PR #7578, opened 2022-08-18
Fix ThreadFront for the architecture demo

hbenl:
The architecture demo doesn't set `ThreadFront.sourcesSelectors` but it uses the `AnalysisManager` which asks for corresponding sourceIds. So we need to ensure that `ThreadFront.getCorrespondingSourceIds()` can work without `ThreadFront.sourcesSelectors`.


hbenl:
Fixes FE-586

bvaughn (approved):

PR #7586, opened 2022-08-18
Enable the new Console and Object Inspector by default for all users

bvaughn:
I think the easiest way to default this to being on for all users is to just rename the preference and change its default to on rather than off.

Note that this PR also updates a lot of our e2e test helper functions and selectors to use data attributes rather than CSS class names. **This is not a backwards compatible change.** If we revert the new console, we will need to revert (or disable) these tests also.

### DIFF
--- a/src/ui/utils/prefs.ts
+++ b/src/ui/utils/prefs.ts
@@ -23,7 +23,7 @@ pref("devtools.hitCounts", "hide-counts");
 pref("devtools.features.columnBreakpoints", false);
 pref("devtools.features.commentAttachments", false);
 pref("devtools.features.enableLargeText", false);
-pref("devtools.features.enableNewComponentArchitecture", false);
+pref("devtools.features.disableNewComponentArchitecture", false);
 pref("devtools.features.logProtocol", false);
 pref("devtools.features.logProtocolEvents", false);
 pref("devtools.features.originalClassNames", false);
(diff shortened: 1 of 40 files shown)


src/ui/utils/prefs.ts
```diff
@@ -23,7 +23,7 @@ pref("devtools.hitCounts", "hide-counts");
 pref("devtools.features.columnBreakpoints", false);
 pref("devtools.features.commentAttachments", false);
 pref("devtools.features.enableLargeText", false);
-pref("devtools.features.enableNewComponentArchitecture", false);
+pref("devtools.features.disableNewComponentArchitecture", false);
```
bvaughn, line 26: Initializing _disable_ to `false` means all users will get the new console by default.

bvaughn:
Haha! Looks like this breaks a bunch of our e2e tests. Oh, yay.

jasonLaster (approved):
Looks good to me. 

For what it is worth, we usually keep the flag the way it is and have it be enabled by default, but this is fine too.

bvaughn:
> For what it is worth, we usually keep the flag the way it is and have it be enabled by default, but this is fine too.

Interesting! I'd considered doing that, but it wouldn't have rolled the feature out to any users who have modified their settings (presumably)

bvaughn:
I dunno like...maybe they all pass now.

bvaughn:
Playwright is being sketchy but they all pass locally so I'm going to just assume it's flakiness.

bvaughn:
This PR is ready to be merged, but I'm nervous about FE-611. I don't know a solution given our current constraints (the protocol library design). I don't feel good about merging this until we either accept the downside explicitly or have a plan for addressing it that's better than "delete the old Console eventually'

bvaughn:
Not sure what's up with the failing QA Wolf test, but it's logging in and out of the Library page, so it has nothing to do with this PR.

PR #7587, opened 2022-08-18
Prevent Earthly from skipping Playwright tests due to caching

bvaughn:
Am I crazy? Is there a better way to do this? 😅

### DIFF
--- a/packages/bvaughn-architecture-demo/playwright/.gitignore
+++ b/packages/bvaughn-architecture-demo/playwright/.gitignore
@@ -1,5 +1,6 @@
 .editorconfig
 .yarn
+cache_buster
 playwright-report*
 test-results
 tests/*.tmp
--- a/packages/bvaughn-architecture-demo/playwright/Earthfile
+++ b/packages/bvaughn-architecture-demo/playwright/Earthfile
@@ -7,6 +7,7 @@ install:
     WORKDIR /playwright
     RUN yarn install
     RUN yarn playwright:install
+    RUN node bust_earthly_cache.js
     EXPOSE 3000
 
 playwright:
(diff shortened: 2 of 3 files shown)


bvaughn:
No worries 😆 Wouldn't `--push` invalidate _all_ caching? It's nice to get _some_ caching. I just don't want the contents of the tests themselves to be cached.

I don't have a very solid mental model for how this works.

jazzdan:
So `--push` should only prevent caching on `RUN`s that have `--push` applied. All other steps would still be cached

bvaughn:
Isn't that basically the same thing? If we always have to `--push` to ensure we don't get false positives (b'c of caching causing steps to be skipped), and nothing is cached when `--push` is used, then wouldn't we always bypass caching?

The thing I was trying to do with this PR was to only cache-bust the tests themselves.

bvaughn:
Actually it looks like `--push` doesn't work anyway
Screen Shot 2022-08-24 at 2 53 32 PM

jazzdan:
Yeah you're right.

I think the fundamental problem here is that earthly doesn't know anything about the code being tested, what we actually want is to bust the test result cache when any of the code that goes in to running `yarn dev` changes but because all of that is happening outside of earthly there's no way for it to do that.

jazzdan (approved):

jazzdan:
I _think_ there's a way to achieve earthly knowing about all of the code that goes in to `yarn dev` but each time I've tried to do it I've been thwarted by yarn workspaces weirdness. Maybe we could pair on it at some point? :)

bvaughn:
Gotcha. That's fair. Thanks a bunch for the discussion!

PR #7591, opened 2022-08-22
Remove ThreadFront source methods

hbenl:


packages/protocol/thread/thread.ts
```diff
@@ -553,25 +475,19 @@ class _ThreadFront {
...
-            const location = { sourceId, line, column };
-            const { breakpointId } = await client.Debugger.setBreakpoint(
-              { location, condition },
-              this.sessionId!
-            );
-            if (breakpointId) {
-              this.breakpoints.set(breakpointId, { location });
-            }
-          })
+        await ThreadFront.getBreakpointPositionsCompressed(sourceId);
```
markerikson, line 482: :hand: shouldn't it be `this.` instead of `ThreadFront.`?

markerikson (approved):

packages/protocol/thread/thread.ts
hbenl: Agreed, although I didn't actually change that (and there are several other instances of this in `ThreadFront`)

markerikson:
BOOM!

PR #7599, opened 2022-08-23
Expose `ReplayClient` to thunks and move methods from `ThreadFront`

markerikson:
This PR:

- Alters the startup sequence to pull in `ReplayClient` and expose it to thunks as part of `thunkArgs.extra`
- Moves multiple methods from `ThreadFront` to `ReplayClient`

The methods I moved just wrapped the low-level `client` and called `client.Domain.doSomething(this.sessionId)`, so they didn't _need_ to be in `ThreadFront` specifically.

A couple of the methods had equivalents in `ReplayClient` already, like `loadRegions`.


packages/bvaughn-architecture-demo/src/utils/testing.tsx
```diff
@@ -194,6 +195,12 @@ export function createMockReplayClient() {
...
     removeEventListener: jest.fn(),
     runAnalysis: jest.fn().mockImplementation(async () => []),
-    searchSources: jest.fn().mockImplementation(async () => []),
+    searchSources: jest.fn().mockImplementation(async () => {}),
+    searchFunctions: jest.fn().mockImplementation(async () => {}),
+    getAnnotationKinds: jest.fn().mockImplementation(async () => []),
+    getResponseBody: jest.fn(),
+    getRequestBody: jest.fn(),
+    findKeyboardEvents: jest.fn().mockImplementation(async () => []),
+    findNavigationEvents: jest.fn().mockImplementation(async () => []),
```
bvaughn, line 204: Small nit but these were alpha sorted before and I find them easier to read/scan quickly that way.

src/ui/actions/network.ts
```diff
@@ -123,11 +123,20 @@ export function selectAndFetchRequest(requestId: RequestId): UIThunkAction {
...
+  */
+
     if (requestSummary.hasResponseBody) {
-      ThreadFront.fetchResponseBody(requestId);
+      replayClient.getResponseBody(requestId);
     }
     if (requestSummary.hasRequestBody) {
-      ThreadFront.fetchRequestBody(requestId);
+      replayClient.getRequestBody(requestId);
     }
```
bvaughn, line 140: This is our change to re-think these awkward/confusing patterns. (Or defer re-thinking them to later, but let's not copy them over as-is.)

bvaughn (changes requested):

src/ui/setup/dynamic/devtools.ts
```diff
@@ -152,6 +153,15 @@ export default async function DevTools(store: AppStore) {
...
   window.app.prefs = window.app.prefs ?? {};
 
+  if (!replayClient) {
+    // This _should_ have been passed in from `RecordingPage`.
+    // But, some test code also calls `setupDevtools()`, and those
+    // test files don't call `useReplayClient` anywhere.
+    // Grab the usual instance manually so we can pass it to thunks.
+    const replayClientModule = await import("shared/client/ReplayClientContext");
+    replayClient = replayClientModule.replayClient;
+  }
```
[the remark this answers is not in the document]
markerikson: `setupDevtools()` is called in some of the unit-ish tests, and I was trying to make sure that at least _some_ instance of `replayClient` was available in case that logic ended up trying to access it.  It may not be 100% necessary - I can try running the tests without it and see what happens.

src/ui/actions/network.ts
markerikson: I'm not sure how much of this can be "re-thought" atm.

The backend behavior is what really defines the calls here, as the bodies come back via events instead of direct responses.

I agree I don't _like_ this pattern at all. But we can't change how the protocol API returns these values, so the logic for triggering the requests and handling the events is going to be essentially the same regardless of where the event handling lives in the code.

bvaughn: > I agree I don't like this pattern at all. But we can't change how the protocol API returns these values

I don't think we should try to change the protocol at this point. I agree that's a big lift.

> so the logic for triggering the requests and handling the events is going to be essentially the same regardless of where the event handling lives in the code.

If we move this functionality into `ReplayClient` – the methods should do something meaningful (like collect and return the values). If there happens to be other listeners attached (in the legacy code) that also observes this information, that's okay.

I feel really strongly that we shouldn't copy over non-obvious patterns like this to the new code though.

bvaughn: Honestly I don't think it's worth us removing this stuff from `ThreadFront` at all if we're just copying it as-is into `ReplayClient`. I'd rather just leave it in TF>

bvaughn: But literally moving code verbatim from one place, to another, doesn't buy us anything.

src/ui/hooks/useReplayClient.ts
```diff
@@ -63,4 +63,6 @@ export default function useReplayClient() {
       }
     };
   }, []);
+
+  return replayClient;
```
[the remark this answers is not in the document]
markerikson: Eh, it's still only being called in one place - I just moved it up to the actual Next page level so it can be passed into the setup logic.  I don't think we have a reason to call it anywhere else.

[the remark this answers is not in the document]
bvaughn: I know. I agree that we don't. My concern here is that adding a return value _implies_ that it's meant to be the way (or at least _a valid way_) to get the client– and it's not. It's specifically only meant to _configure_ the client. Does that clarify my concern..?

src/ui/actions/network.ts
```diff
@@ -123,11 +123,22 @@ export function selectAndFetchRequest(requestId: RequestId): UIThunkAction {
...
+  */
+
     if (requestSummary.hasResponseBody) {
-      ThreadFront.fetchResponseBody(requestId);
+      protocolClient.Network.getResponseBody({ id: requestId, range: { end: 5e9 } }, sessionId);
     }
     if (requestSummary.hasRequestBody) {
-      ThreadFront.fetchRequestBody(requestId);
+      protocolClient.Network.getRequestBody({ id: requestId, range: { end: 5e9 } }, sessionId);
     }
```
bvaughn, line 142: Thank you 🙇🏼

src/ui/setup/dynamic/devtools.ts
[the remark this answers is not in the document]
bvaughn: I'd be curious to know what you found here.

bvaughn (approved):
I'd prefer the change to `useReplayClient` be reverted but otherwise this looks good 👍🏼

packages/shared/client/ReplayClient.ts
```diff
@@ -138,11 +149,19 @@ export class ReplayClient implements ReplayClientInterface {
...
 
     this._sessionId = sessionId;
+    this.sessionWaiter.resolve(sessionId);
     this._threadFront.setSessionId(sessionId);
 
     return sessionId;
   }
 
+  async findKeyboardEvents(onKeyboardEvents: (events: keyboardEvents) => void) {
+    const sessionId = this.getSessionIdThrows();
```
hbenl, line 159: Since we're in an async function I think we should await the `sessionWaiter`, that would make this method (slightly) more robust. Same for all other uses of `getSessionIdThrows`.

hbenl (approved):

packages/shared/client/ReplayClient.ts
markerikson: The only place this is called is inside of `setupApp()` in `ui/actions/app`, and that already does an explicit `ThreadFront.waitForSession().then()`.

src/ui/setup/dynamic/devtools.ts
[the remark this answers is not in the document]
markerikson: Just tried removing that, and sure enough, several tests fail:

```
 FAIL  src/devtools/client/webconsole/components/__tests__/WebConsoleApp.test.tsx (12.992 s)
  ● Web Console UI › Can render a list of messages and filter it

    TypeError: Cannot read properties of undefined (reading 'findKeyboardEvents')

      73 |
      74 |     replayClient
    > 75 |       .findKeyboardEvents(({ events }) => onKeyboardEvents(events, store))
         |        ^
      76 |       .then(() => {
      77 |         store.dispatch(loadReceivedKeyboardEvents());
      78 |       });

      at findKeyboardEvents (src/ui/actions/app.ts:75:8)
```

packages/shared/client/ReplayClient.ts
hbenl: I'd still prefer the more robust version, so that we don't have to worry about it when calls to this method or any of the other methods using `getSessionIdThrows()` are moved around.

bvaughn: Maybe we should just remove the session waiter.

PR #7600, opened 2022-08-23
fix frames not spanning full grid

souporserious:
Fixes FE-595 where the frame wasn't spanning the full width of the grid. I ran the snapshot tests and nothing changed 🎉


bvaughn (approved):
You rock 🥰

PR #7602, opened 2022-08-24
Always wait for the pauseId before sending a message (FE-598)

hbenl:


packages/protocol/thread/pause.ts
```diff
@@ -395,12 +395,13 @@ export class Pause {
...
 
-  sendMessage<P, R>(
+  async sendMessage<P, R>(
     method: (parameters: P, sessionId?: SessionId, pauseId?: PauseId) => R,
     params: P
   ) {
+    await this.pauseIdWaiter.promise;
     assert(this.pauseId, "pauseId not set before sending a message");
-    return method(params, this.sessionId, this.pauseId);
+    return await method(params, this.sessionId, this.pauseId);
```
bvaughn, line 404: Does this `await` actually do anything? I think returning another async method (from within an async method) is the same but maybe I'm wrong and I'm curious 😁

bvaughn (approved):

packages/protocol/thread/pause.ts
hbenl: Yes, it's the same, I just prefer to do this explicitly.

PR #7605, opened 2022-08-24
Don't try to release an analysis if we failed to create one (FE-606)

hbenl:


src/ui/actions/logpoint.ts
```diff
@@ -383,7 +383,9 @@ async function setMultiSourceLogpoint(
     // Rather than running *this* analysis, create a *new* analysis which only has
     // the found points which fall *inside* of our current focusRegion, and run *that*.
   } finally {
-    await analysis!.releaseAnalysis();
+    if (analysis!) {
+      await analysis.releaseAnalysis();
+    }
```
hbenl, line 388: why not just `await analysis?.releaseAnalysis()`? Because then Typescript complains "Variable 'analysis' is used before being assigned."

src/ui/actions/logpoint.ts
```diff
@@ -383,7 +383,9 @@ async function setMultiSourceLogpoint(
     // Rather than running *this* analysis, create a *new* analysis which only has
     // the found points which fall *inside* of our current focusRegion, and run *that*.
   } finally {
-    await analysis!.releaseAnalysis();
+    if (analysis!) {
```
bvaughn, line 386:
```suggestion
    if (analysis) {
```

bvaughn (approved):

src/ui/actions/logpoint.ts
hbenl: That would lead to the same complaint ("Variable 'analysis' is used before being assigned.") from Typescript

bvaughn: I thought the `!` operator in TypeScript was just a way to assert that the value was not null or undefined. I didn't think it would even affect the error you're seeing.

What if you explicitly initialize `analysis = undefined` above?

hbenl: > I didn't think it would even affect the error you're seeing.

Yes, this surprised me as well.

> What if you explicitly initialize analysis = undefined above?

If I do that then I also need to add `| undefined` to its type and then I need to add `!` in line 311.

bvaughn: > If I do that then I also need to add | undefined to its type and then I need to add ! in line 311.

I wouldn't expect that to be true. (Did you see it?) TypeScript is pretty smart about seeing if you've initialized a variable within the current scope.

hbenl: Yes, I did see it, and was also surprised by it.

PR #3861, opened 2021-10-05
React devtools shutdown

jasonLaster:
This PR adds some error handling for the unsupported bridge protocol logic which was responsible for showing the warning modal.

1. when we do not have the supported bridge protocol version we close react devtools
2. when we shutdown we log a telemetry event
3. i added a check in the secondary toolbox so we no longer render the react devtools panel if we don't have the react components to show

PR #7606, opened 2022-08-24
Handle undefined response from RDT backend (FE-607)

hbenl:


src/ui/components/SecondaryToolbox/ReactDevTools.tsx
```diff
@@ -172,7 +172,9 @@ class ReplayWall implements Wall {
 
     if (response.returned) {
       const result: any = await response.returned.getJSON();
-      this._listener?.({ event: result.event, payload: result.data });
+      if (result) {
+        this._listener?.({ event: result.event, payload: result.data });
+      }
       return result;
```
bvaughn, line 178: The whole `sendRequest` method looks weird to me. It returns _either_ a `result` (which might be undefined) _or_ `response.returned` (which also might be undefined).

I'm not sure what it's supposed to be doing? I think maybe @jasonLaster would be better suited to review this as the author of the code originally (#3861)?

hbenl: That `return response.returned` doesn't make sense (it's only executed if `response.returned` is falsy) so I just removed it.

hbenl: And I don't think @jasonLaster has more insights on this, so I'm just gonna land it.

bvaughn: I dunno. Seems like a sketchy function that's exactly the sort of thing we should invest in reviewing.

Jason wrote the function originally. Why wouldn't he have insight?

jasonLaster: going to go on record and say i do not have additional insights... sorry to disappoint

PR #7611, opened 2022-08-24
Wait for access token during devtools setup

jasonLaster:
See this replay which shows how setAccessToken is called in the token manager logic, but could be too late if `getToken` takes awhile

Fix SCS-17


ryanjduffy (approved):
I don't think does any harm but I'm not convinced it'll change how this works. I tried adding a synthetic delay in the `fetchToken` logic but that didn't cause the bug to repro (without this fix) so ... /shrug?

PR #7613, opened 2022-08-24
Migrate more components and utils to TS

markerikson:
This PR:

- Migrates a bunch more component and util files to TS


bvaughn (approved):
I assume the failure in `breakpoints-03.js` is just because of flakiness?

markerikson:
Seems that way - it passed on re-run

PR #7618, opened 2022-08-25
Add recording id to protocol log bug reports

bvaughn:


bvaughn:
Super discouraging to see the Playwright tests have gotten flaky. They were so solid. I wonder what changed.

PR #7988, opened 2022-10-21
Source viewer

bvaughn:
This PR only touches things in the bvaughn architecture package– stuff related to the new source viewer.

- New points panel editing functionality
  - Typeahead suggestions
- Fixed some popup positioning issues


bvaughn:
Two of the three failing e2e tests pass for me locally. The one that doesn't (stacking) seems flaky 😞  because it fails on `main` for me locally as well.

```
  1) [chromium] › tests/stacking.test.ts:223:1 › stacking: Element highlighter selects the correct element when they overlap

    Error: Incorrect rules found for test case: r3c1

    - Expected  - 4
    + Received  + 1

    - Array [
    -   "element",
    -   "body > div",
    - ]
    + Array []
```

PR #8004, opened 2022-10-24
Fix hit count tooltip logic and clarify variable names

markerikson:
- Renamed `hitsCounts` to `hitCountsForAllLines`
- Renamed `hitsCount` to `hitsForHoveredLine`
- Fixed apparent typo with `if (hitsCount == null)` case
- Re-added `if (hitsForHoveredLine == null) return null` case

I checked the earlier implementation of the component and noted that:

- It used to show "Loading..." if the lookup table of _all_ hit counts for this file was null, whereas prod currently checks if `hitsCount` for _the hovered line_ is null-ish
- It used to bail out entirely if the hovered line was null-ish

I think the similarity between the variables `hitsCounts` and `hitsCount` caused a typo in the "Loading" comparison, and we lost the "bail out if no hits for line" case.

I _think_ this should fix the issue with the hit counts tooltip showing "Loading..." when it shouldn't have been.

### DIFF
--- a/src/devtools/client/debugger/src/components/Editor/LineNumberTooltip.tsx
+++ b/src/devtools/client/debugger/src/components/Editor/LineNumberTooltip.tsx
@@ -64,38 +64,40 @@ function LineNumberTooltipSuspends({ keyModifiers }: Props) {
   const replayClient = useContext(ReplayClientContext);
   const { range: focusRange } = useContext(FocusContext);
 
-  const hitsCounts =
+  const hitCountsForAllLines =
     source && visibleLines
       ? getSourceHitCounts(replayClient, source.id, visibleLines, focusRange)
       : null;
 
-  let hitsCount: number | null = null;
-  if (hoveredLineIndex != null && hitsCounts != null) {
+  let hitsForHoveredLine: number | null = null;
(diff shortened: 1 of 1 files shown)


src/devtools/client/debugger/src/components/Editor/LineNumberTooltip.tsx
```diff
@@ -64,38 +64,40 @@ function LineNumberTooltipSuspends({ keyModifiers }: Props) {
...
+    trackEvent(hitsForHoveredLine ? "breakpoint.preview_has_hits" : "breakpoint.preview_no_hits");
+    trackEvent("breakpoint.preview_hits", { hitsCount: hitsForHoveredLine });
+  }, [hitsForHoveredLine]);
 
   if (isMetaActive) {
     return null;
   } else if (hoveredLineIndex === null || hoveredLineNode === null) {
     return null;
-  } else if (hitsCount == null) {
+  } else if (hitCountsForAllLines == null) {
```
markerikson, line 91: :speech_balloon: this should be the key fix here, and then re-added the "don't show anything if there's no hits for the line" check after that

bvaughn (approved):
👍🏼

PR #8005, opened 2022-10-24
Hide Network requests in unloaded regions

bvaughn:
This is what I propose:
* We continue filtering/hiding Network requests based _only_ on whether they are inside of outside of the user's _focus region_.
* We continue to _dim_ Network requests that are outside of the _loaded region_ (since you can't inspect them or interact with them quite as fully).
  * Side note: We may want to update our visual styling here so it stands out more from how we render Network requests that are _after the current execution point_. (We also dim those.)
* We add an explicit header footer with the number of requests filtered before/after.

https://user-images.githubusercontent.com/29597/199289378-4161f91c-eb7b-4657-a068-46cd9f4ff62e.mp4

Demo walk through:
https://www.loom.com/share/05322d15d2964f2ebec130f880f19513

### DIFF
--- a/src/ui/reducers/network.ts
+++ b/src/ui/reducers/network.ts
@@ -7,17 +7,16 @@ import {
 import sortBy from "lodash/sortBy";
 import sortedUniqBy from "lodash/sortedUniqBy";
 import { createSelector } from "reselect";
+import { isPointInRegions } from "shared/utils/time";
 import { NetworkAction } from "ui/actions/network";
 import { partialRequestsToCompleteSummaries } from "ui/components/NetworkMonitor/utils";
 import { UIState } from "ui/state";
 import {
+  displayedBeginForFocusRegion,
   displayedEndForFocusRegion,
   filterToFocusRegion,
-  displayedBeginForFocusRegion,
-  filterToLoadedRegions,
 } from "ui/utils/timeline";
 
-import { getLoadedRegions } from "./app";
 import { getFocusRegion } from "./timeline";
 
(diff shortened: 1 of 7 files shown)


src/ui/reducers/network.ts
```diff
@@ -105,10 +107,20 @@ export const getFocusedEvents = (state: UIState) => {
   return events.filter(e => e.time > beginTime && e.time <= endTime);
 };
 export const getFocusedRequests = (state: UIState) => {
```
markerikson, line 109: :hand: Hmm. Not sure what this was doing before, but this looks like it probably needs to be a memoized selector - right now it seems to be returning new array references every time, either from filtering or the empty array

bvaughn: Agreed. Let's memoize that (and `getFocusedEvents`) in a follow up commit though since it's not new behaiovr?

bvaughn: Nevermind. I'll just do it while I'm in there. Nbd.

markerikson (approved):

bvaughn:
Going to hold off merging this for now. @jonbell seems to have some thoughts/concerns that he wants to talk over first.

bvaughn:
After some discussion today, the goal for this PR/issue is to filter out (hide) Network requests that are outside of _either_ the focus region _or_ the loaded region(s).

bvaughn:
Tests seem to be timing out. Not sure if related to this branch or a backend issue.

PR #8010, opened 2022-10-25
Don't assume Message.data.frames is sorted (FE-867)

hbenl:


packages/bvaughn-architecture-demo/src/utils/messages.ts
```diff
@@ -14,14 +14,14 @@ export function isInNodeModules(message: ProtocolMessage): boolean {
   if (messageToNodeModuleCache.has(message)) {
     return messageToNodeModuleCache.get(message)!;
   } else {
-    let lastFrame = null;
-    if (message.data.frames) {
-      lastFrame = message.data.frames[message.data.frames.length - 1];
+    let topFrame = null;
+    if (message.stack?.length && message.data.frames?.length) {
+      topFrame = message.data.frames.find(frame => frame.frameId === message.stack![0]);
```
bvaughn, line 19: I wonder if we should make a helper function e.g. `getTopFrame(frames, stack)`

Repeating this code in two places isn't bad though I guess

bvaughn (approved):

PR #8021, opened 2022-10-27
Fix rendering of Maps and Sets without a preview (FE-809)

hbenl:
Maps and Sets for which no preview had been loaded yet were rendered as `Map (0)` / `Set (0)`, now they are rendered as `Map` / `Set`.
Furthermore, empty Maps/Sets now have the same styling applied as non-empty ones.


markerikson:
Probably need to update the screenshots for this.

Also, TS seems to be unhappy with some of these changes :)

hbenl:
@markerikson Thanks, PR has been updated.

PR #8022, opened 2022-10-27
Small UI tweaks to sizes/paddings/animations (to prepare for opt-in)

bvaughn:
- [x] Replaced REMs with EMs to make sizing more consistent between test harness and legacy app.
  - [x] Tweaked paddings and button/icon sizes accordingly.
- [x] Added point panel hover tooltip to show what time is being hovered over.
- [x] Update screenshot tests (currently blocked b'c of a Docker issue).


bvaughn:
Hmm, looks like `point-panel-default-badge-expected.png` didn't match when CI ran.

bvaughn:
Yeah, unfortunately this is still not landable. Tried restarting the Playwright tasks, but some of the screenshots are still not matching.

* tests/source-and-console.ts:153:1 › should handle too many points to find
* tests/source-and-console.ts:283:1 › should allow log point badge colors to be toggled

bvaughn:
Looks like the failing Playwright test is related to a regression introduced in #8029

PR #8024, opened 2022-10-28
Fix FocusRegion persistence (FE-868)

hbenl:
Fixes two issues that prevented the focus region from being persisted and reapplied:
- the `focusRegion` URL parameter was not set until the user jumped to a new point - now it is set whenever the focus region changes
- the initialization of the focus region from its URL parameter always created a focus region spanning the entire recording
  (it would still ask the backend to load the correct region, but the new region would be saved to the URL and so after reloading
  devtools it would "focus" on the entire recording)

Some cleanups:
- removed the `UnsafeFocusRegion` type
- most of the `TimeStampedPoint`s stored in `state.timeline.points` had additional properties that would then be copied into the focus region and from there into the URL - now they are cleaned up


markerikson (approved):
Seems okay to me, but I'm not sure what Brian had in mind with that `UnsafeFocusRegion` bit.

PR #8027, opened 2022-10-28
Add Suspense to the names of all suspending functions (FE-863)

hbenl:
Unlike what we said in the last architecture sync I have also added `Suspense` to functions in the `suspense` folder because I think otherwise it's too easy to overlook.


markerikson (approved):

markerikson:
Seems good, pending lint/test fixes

THE PROBLEM - Scan the records for the word "will" and copy every line where it is found.

ANSWER TO THIS PROBLEM -
Note that this PR also updates a lot of our e2e test helper functions and selectors to use data attributes rather than CSS class names. **This is not a backwards compatible change.** If we revert the new console, we will need to revert (or disable) these tests also.
bvaughn, line 26: Initializing _disable_ to `false` means all users will get the new console by default.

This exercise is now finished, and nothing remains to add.